Essentially, this clause means that if a claim is the result of the City being anything but 100% at fault, the nonprofit will be held responsible. In other words, let’s say the City is 99% responsible for a claim or The City can point to the sole negligence clause and try to push 100% of the liability onto the nonprofit. To make matters worse, it is very rare that a judge (or jury) would find either party 100% liable for any claim or loss. That is why some municipalities insist on this wording.
Nonprofits should push for better wording in contracts stating that indemnification for a claim will be allocated proportionally by the contribution of either party to that claim.

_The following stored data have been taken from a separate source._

Issue #2236, opened 2018-06-12
Fix Tranquil Boots


l34Um1:
Currently they gather no charges upon movement. This is a simple bug fix.

PR #2251, opened 2018-06-22
Fix Greater Tranquil Boots not doing anything

Trildar:
Seems like Valve changed the behaviour of SetDuration so that setting it to 0 immediately destroys the modifier even when DestroyOnExpire is false #ThanksValve. Either that, or this has been broken since #1748, but I'm certain I tested it, so that's quite unlikely.

### DIFF
--- a/game/scripts/vscripts/items/farming/greater_tranquil_boots.lua
+++ b/game/scripts/vscripts/items/farming/greater_tranquil_boots.lua
@@ -272,7 +272,10 @@ if IsServer() then
 
 			-- less so is actually making this do anything
 			-- because valve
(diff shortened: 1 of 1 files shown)


Trildar:
Fixes #2236.

Haganeko:
Does line 275 also require changing?

carlosrpg:
Can you explain what does Duration does for Tranquils? Did not knew any Cooldown on the spell until now

Trildar:
@Haganeko That one should never be 0 since the cooldown is started right before it. Though maybe it's a good idea to put in a redundant check anyway.

PR #2257, opened 2018-06-27
status resistance working for all debuffs

Yahnich:
note that modifier filter works before the modifier is applied, so findmodifierbyname will not work unless a buff is refreshed; only way to find if a modifier is a debuff currently is comparing caster and parent teams


chrisinajar:
utACK

PR #2263, opened 2018-07-06
Duel start invulnerability

DimasDSF:
Should work unless I completely misunderstood how to get players in the active duel
(I was not able to test it since I cannot start a duel alone)

The modifier cannot be purged by Nullifier unlike the default `modifier_invulnerable`

- Probably needs some ParticleFX since it would confuse people who dont read changelogs and find it weird when enemies walk out of their perfectly placed chronosphere

### DIFF
--- a/game/scripts/vscripts/components/duels/duels.lua
+++ b/game/scripts/vscripts/components/duels/duels.lua
@@ -2,6 +2,7 @@ local HeroState = require("components/duels/savestate")
 local SafeTeleportAll = require("components/duels/teleport").SafeTeleportAll
 
 LinkLuaModifier("modifier_out_of_duel", "modifiers/modifier_out_of_duel.lua", LUA_MODIFIER_MOTION_NONE)
+LinkLuaModifier("modifier_duel_invulnerability", "modifiers/modifier_duel_invulnerability", LUA_MODIFIER_MOTION_NONE)
 
 DUEL_IS_STARTING = 21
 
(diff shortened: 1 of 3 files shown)


game/scripts/vscripts/modifiers/modifier_duel_invulnerability.lua
```diff
@@ -0,0 +1,20 @@
...
+
+function modifier_duel_invulnerability:IsHidden() return true end
+function modifier_duel_invulnerability:IsPurgable()	return false end
+function modifier_duel_invulnerability:DestroyOnExpire() return true end
+
+
+function modifier_duel_invulnerability:OnCreated(kv) 
+	if IsServer() then
+		self.duration = kv.duration
+		self:SetDuration(self.duration, true)
```
Trildar: This is completely unnecessary. `duration` is a special key that will spawn the modifier with the set duration automatically.

game/scripts/vscripts/modifiers/modifier_duel_invulnerability.lua
```diff
@@ -0,0 +1,20 @@
+modifier_duel_invulnerability = class({})
+
+function modifier_duel_invulnerability:CheckState()
+	return {
+	[MODIFIER_STATE_INVULNERABLE] = true,
+	[MODIFIER_STATE_MAGIC_IMMUNE] = true,
```
Trildar: I think magic immunity is redundant when they're already invulnerable, but I suppose it doesn't matter anyway.

game/scripts/vscripts/components/duels/duels.lua
```diff
@@ -444,6 +445,23 @@ function Duels:ActuallyStartDuel(options)
     end
   end
 
+  --duel start invulnerability
+  --Invulnerability Duration/ Should probably move this to options
+  local invulnerabilityduration = 2.0
```
Trildar: This is bad naming, please use either camelCase or snake_case. Or at least something other than all lowercase with no separators.

Trildar: I would actually suggest going the opposite direction and making it a global set in `settings.lua`.

PR #2269, opened 2018-07-10
make drums not crash the game

imaGecko:
"-1" charges don't work with drums
drums don't have an effectwhen activated with 0 charges either, so a high number of charges will be essentially unlimited


chrisinajar:
Does `ItemDisplayCharges` need to be activated? It'd be great to hide this from players.

imaGecko:
I tried to have it on or off, it didn't actually hide the charges

DarthRecca:
Can you try it out with my drums implementation? Because it didn't crash my game, also it would complete the testing tack.

imaGecko:
It was mostly me being in doubt whether new drums would get into the game pre tournament, this would remove a (sometimes on purpose?) lag/crash from the game without changing functionality

chrisinajar:
Darth, your solution is riskier than this solution _for now_. We have a tournament in a few days so stability is extremely important, but after that we're gonna go nots on patches so it'll definitely get in then 👍

PR #2273, opened 2018-07-15
Add ability icons in pick screen

chrisinajar:


chrisinajar:
take that, trildar :P

PR #2274, opened 2018-07-15
Devastator instant attack and tooltips

imaGecko:
All enemies hit will now also be hit with an instant attack
Made the damage physical
Now applies minus armour before dealing damage
Added tooltips
Fixed devastator shop placement and added it to the missing shops
Moved kvfiles into the custom folder


imaGecko:
Tested it in game and it seems to work

PR #2283, opened 2018-07-17
make furion spawn levelled treants

imaGecko:
Natures call will spawn a treant based on the level of the ability
Nature's Wrath using Aghs will spawn a treant or a large treant based on the level of Nature's call


imaGecko:
it's down to 1 error, not sure what to put there as it is a copy of the lua example ability

PR #2284, opened 2018-07-18
better icon, still too small

warpdragon:


warpdragon:
Basically the existing icon, the pink dot, is ugly and doesn't really communicate anything about the objective. The new icon imitates the appearance of hte control point (a hollow cylinder wall) aka an empty 3D circle with depth. It also is roughly the same size as the capture point, giving it even more value.

We gucci? Do we like the color? @l34Um1 
image

warpdragon:
screencap

detail

warpdragon:
Punch it Chewie!

PR #2301, opened 2018-07-20
Enable hidden duel arena and small duel code refactory

carlosrpg:


carlosrpg:
imo that new arena just need a few trees

warpdragon:
1 sec

chrisinajar:
I like that you made it so the larger duel group always goes into a large duel pit, also means final duel will always be in a large duel pit. I think that's an improvement.

PR #2303, opened 2018-07-21
Electrician hero selection model

carlosrpg:


carlosrpg:
@chrisinajar don't forget that you need to manually compile the vmap

PR #352, opened 2021-12-25
Fix linter for many packages

jzelinskie:
- The only packages that are ignored by revive stutter in a way that I'm not really comfortable changing yet, because I feel like it'd cascade into renaming almost all the types/functions in those packages.
- I tried to use every linter in golanglint-ci that was reasonably easy adopt
- I vendored gofumpt/stringer similar to how we vendor optgen in `tools.go`
- I implemented a `pkg/testutil` that includes an equality function that treats `[]T(nil)` and `[]T{}` as equal
- The names of some of the metrics did not follow Prometheus idioms and so they were renamed (`promlint` will enforce this in the future)

### DIFF
--- a/.github/workflows/lint.yaml
+++ b/.github/workflows/lint.yaml
@@ -15,17 +15,12 @@ jobs:
       - uses: "actions/setup-go@v2"
         with:
           go-version: "^1.17"
-      - name: "Install linting tools"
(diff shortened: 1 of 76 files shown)


josephschorr (approved):
LGTM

Top 3 ways to protect your nonprofit from additional liability
While COVID-19 presents a new risk for nonprofits in terms of liability, there are still fundamental best practices that can help protect your organization from taking on responsibility for events beyond your control. Here are three things you should look for in any indemnification clause for a contract you are going to sign:
- Make sure the wording refers to claims caused by your actions and not “arising out of” anything. The “arising out of” wording is too broad and could lead to liability being assigned to you that is out of your control. Don’t agree to take on liability for things outside your control.
- If you are agreeing to indemnify another party via a written agreement, ask that that party agree to also indemnify you (mutual indemnification). That way everyone is liable for the things over which they have control.
- You should ask that any “sole negligence” wording be removed. This type of wording will almost always lead to the indemnitor being responsible for all losses. Instead nonprofits should ask that indemnification for a claim will be allocated proportionally by the contribution of either party to that claim.
Before you sign any contract, it is always a good idea to have your broker review it to ensure your organization will be compliant with the indemnification and insurance clauses.